„Glutenfrei“ – verzichten, weils hipp ist

von | Aug. 22, 2025 | Aufmacher | 1 Kommentar

Gluten ist ein Gemisch von Proteinen, das in Getreidesorten wie Weizen, Roggen, Gerste und Dinkel vorkommt. Das „Klebereiweiß“ ist verantwortlich dafür, dass Teige eine elastische Konsistenz aufweisen und beim Backen ihre Form behalten. Also ein segensreicher Stoff, ohne den die Bäckerei mit ihrer Vielfalt an Brot- und Gebäckspezialitäten nicht denkbar wäre. Doch immer mehr Menschen meinen, der Verzicht auf alles was Gluten enthält, mache sie fitter, schlanker und schöner. Etwa fünf Prozent der Bevölkerung leben schon glutenfrei, Tendenz steigend. Es gibt auch immer mehr Menschen, die ausschließlich Weizenprodukte ablehnen, was den Siegeszug des Urgetreides Dinkel erklärt, das eng mit dem Weizen verwandt ist. Viele Lebensmittelhersteller werben mit dem Label „Glutenfrei“, offenbar ein gutes Geschäft. Dabei tragen auch Produkte dsa Siegel, die von Natur aus kein Gluten enthalten, etwa aus Mais hergestellte Cornflakes.

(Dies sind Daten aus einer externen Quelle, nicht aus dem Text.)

PR #944, opened 2024-03-02
windows support

### LINKED ISSUE #90: Support Windows

mythmon:
Fixes #90.

- **disable autocrlf**
- **test on windows**
- **cross-spawn**
- **rimraf**
- **use cross-env to run mocha**
- **fix tests with posix paths**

Medizinisch begründet ist die Enthaltsamkeit nur bei etwa einem Prozent der Bevölkerung – Menschen, die an einer diagnostizierten Zöliakie leiden, einer Autoimmunerkrankung, bei der die im Getreide enthaltenen Proteine eine Immunreaktion des Darms auslösen, die mit Entzündungen und Schädigungen der Dünndarmschleimhaut einhergehen. Betroffene müssen lebenslang strikt auf Gluten verzichten, dürfen also keine Getreideprodukte essen. Eine empfindliche Einschränkung individueller Essgewohnheiten, fällt doch vieles darunter, was zur alltäglichen, mitteleuropäischen Ernährung gehört, darunter Brot und Pasta. Es gibt auch eine Weizenallergie, die ist aber noch seltener als Zöliakie.

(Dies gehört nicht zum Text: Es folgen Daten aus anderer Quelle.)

PR #945, opened 2024-03-02
run tests concurrently

mbostock:
Seems simpler than turbo #941 and just as fast. Runs the tests in ~4.5s for me, vs. 10s on main.


Fil:
On my machine I'm down to 12s instead of 16s.

A major bummer though: I see in [the docs](https://developer.ibm.com/articles/parallel-tests-mocha-v8/) that “[Exclusive tests](https://mochajs.org/#exclusive-tests) (.only()) do not work.” I've tried and it's still true with the current version.

```
[test:mocha]   1) Uncaught error outside test suite:
[test:mocha]      Uncaught Error: `.only` is not supported in parallel mode
```

mbostock:
It’s true, but using `it.only` is relatively rare, and we could have a separate target for that so that the default of running everything is still fast.

Fil (approved):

Freiwillige Verzichtsregime sind rational schwer zu erklären, es handelt sich wohl um ein Phänomen von Wohlstandsverwahrlosung, allerdings eines, das seinerseits weitreichende gesundheitliche Folgen haben kann. Dass Glutenvermeidung, wie oft in den Medien dargestellt, per se gesünder sei, halten Experten für Unsinn. Stattdessen scheint das Risiko für Herz- und Kreislauferkrankungen und Typ-2-Diabetes unter glutenfreier oder -reduzierter Kost sogar leicht erhöht zu sein. Denn Menschen, die sich glutenfrei ernähren, nehmen weniger Ballaststoff reiche Vollkornprodukte zu sich; außerdem enthalten hochverarbeitete, glutenfreie Produkte aus dem Supermarkt oft mehr ungesunde Fette, Zucker und Salz. Zudem ist Reis ein beliebtes Ersatzprodukt für Weizen und kann mit Schwermetallen wie Arsen belastet sein. Vom kulinarischen Standpunkt aus betrachtet, ist der Befund noch eindeutiger, zählt ein gutes Brot, ganz abgesehen von den Verführungen der Konditorei, zu den größten Genüssen des Alltags.

Foto: Pixabay

1 Kommentar

  1. Sogar meine 81jährige Mutter, die über 70 Jahre ausnahmslos alles gegessen und getrunken hat, und ihr 85jähriger Lebensgefährte sind völlig grundlos, aber dafür umso freudiger auf den Glutenfrei- und Laktosefrei-Zug aufgesprungen und behaupten, sie hätten gegen beides eine Allergie. Bevorzugt essen sie alles mit Dinkel und wissen gar nicht, dass der nicht glutenfrei ist… man nimmt auch nur mehr die ach so gesunde „Kunstbutter“ zu sich. Alter schützt auch bei ernährungstrends nicht vor Blödheit!